A Crash Course in Greek Wine

05.01.09
Searching for gold—and finding it, occasionally, despite the odds—at an international wine competition.
greek wine

It’s 10 A.M. and I’m ready to do cartwheels. I’m at the Thessaloniki International Wine Competition and our panel has just been handed a flight of 15 wines made from Malagousia and Assyrtiko, two of Greece’s best white wine grapes, instead of a slew of less interesting Greek Chardonnay. I’ve encountered these grapes before: The luscious peach tones and silken texture of Malagousia; the lean, elegant flavors of Assyrtiko, as dry and saline as Santorini, the island where it originated. Judging these will be cake.

Or will it? I’m used to tasting blind, without knowing precisely what wine is in the glass, but when assigning a score I always know the grape or the place it came from—and here they don’t tell us which wine is which or if it’s a blend of the two. As a wine critic, the question isn’t whether I like a wine (that’s for later, off the job) but whether it’s a good example of its type. Without knowing what that type is—e.g. an Assyrtiko from Santorini or one from the mainland, or a blend with Malagousia, all of which deserve to be judged on their own merits—that’s difficult. And it’s even more difficult for the Italian sommelier two rows behind me, who has almost no experience with Greek wines.

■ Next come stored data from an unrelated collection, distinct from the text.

PR #479, opened 2024-08-27
feat: FHEPayment v0

jatZama:


lib/Impl.sol
```diff
@@ -275,4 +282,16 @@ library Impl {
     function isAllowed(uint256 handle, address account) internal view returns (bool) {
         return IACL(aclAdd).isAllowed(handle, account);
     }
+
+    function depositForAccount(address account, uint256 amount) internal {
```
immortal-tofu: I'd remove that. This function won't be used for any stack. Payment will be handled separately, not in TFHE library.

jatZama: My last commit addressed this concern, since I moved all FHEPayment-related functions such as deposit, withdraw and getBalance etc from TFHE.sol to a Payment.sol library.

immortal-tofu (approved):
LGTM!

PR #513, opened 2024-09-19
fix: Use #!/usr/bin/env bash rather than #!/bin/bash

silasdavis:
As an act of selfless kindness to non FHS-compliant OSes (like NixOS)

This should be strictly more portable than the current shebang


immortal-tofu:
Can you fix your commit? Other LGTM :)

silasdavis:
I think it was `s/Use/use` :), if so, done

immortal-tofu:
Scripts changed, if you can resolve conflicts. Sorry for that.

PR #535, opened 2024-09-27
feat: set null FHE gas prices +  remove Payment lib

jatZama:


lib/FHEPayment.sol
```diff
@@ -29,9 +29,9 @@ contract FHEPayment is UUPSUpgradeable, Ownable2StepUpgradeable {
     uint256 private constant PATCH_VERSION = 0;
     address public constant tfheExecutorAddress = tfheExecutorAdd;
 
-    uint256 private constant FHE_GAS_BLOCKLIMIT = 10_000_000;
-    uint256 private constant MIN_FHE_GASPRICE = 10_000_000; // minimum of 0.01 Gwei
-    uint256 private constant FHE_GASPRICE_NATIVE_RATIO = 1000; // fhe gas price is set to 0.1% of native gas price (if above minimum)
+    uint256 private constant FHE_GAS_BLOCKLIMIT = 10_000_000; //
```
immortal-tofu: Useless `//`

lib/FhevmLib.sol
```diff
@@ -0,0 +1,13 @@
+// SPDX-License-Identifier: BSD-3-Clause-Clear
```
immortal-tofu: What is this file exactly?

immortal-tofu:
You want to keep https://github.com/zama-ai/fhevm/blob/main/payment/Payment.sol or not?

lib/FhevmLib.sol
jatZama: this was an artefact from old codegen, when we needed the precompile, i removed it.

lib/FHEPayment.sol
jatZama: artefact from codegen, removed it as well.

jatZama:
> You want to keep https://github.com/zama-ai/fhevm/blob/main/payment/Payment.sol or not?

Yes of course, this is still a lot of work done here, and tests for this library as still here and well covered, if we want to reactivate non-free FHE operations one day. Imo this should be kept for the moment, but we are not obliged to publish it, we could add it in the `.npmignore` since it is in its own folder. With actual content of `.npmignore` it won't be published anyways.

immortal-tofu:
No problem to keep it, it was regarding the title 👍

immortal-tofu (approved):

PR #550, opened 2024-10-04
Adding Husky and Commitlint

poppyseedDev:
I noticed my pull requests a lot of times weren't passing the following checks:
 - pull request tests/build -> fails to run `npm run prettier:check`
 - Run `commitlint` on PR 
 
 Therefore I decided to add husky to automatically enforce these rules on every commit.


immortal-tofu (approved):

commitlint.config.js
PacificYield, line 1: It may be best to use it as a TS file (so it would need to be renamed to `.commitlintrc.ts`). You would need to install the types (@commitlint/types).

```
import type { UserConfig } from "@commitlint/types";

const Configuration: UserConfig = {
  extends: ["@commitlint/config-conventional"],
  rules: {
    "type-enum": [2, "always", ["ci", "chore", "docs", "ticket", "feat", "fix", "perf", "refactor", "revert", "style"]],
  },
};

export default Configuration;
```

.husky/commit-msg
```diff
@@ -0,0 +1,4 @@
+#!/usr/bin/env sh
+. "$(dirname -- "$0")/_/husky.sh"
```
PacificYield: These can be removed

.husky/pre-commit
```diff
@@ -0,0 +1,4 @@
+#!/usr/bin/env sh
+. "$(dirname -- "$0")/_/husky.sh"
```
PacificYield: Same here

.husky/commit-msg
poppyseedDev:
```suggestion
```

.husky/pre-commit
poppyseedDev:
```suggestion
```

commitlint.config.js
PacificYield: It needs to also include `"test"`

The problem isn’t unique to this competition. Even when the wines are presented in a more orderly fashion, some judges might not be familiar enough with the wines being judged to be able to rate them well. (At a competition in Germany I once ended up on the panel judging semi-sweet reds. The only time these wines ever really made sense to me was in a Georgian restaurant in Moscow alongside some super-spicy shashlik—yet that wasn’t enough to prepare me to taste 14 of them, let alone judge them. Still, I was one experience more qualified than some other tasters.) And there’s the whole problem of judging a wine from a single snapshot, a series of sips taken in a five-minute period, in a sterile room under a critical eye. It’s a little like speed dating: If you don’t make a connection in that five minutes, you’re out, no chance for slowly blossoming understandings.

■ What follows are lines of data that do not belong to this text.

PR #226, opened 2022-08-08
Switch dependabot freq to monthly

smaye81:
Increases dependabot frequency to monthly

### DIFF
--- a/.github/dependabot.yaml
+++ b/.github/dependabot.yaml
@@ -3,13 +3,13 @@ updates:
   - package-ecosystem: "github-actions"
     directory: "/"
     schedule:
-      interval: "weekly"
+      interval: "monthly"
       timezone: UTC
       time: "07:00"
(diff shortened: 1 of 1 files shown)


.github/dependabot.yaml
```diff
@@ -3,13 +3,13 @@ updates:
   - package-ecosystem: "github-actions"
     directory: "/"
     schedule:
-      interval: "weekly"
+      interval: "monthly"
```
timostamm, line 6: Not sure what the default is, probably best to use an explicit `day: "monday"`.

smaye81: Monday is the default, yeah.  Changed to state it explicitly though.

timostamm (approved):
Since we don't have any other runtime dependencies besides protobuf-es, this will reduce the noise without any disadvantages. Thank you!

PR #242, opened 2022-08-26
Updates dependencies for protobuf-es packages

smaye81:
This makes a few updates to depencencies.  Namely:

- Moves `typescript` to the top-level package to stay consistent with `protobuf-es`.
- Pins the TypeScript version to `4.7.4` and all patches (moved from caret to tilde).  This is because there is a breaking change in `lib.d.ts` between 4.7.4 and the new 4.8.1 release:  [`ReadableStreamDefaultReadResult` has been renamed](https://github.com/microsoft/TypeScript/issues/50272).  We can update our code, but we should make the TypeScript update a separate PR.
- Update peer dependencies for all packages to use `protobuf-es@0.1.0`


paul-sachs (approved):

packages/connect-web-bench/README.md
```diff
@@ -10,5 +10,5 @@ it like a web server would usually do.
 
 | code generator | bundle size        | minified               | compressed           |
 |----------------|-------------------:|-----------------------:|---------------------:|
-| connect-web    | 87,178 b | 40,753 b | 11,266 b |
+| connect-web    | 150,308 b | 70,026 b | 12,450 b |
```
timostamm, line 13: This is a massive increase in bundle size, there is something wrong.

timostamm (approved):

PR #256, opened 2022-09-01
Update to TypeScript 4.8.2

smaye81:
Updates TypeScript to v4.8.2.  In addition, this accommodates the breaking change in the type rename (`ReadableStreamDefaultReadResult` was renamed to `ReadableStreamReadResult`).

### DIFF
--- a/package-lock.json
+++ b/package-lock.json
@@ -17,7 +17,7 @@
         "eslint": "^8.21.0",
         "eslint-plugin-node": "^11.1.0",
         "prettier": "^2.7.1",
-        "typescript": "~4.7.4"
+        "typescript": "~4.8.2"
       },
       "engines": {
         "node": ">=16",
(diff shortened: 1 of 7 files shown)


timostamm (commented):
> breaking change in the type rename (ReadableStreamDefaultReadResult was renamed to ReadableStreamReadResult).

Will that affect users of previous versions of TypeScript who do not skip lib checks?

smaye81:
Ugh yeah.  Actually users now who upgrade to TypeScript 4.8.2 with `skipLibCheck` false will be affected also.  Maybe this is a good time to use the `typesVersions` field in `package.json`?

timostamm:
> Maybe this is a good time to use the `typesVersions` field in `package.json`?

We could deliver two sets of typings, and use `typesVersions` to differentiate. But how are we going to produce the two sets? We could run the source code through two different versions of the TypeScript compiler to yield two sets, but in this specific case, we would need to change the usage of the type in our sources, because it isn't the compiler output that varies, but the bundled lib.dom.ts. This doesn't seem like a good way forward.

There is another potential alternative, see [here](https://devblogs.microsoft.com/typescript/announcing-typescript-4-5-beta/#supporting-lib-from-node_modules).

The most simple - and IMO most robust option - is to vendor the relevant types in a file lib.dom.streams.ts. I think we should be fine with a .ts file that we import (and not an ambient declaration file). I don't think we need to rename the types. But we definitely need a comment explaining the situation and linking to this PR.

Could you also add a link here to the relevant issues / PR in the TypeScript repository?

PR #257, opened 2022-09-01
Upgrade esbuild to 0.15.6

smaye81:
This upgrades esbuild to `0.15.6` and in doing so, fixes a BrowserStack test that was configured as a callback client.  This was because `esbuild` was unable to transpile down `for...await` loops.  

With the [0.15.6 release](https://esbuild.github.io/content-types/#javascript), that is now possible when the target is less than `es2018`.

### DIFF
--- a/package-lock.json
+++ b/package-lock.json
@@ -88,9 +88,9 @@
       }
     },
     "node_modules/@esbuild/linux-loong64": {
-      "version": "0.14.54",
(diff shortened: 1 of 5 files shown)


timostamm (approved):
Pretty great timing that https://github.com/evanw/esbuild/issues/1930 was fixed right when we needed it :)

This morning in Thessaloniki, I break out in a sweat. I love Greek wines, and I want to see vintners who are doing good work get recognition for it. I stare at glass number 4325 and wonder whether the faintly peachy, light white in it is a poor example of Malagousia or an Assyrtiko from the mainland, where the grape tends to take on a plumper, fruitier character than its island identity. Or is it some unusual blend of the two?

This is how it goes for all three days of the contest. Thrilling moments of absolute certainty are countered by confusion, which feels worse than a mouthful of wine that tastes like fish food. By the end, I’m pretty much sure that about the only thing this contest will do is distribute a slew of silver medals, the safest score range, the refuge of the unsure.

But I’m only half right. The main point of the vast majority of these events is, to be blunt, to hand out medals, which bring more recognition to the wines, and in this case, to an entire country’s largely unsung production. The stickers the winners can put on their bottles will bring them consumers’ attention, and the competition itself is a crash course in Greek wine for a number of judges who buy, sell, and write about wine.

But most strikingly, we judges don’t entirely blow it. Some golds are handed out after all, and they go to some of the best wines in Greece. There’s the elegant, restrained Santorini by Paris Sigalas right up at the top of the list, as well as a satiny Sauvignon Blanc from Evangelos Gerovassiliou, one of the country’s most talented vintners. Boutari’s Skalani, a red that redefines Cretan wines, took a gold, as did the Xinomavro from Kir Yianni.

I’m sure we missed some great wines—the judges didn’t get them, the bottle was off, the flight was bizarrely ordered, the barometric pressure shot up—who knows. But it’s reassuring to know that, in some cases, you can’t keep a good wine down. It has something to say, and says it so well and so clearly that a quorum of people hear it, no matter the noise.

And that Italian guy two rows behind me, who’d never been to Greece? He likes Greek wines now.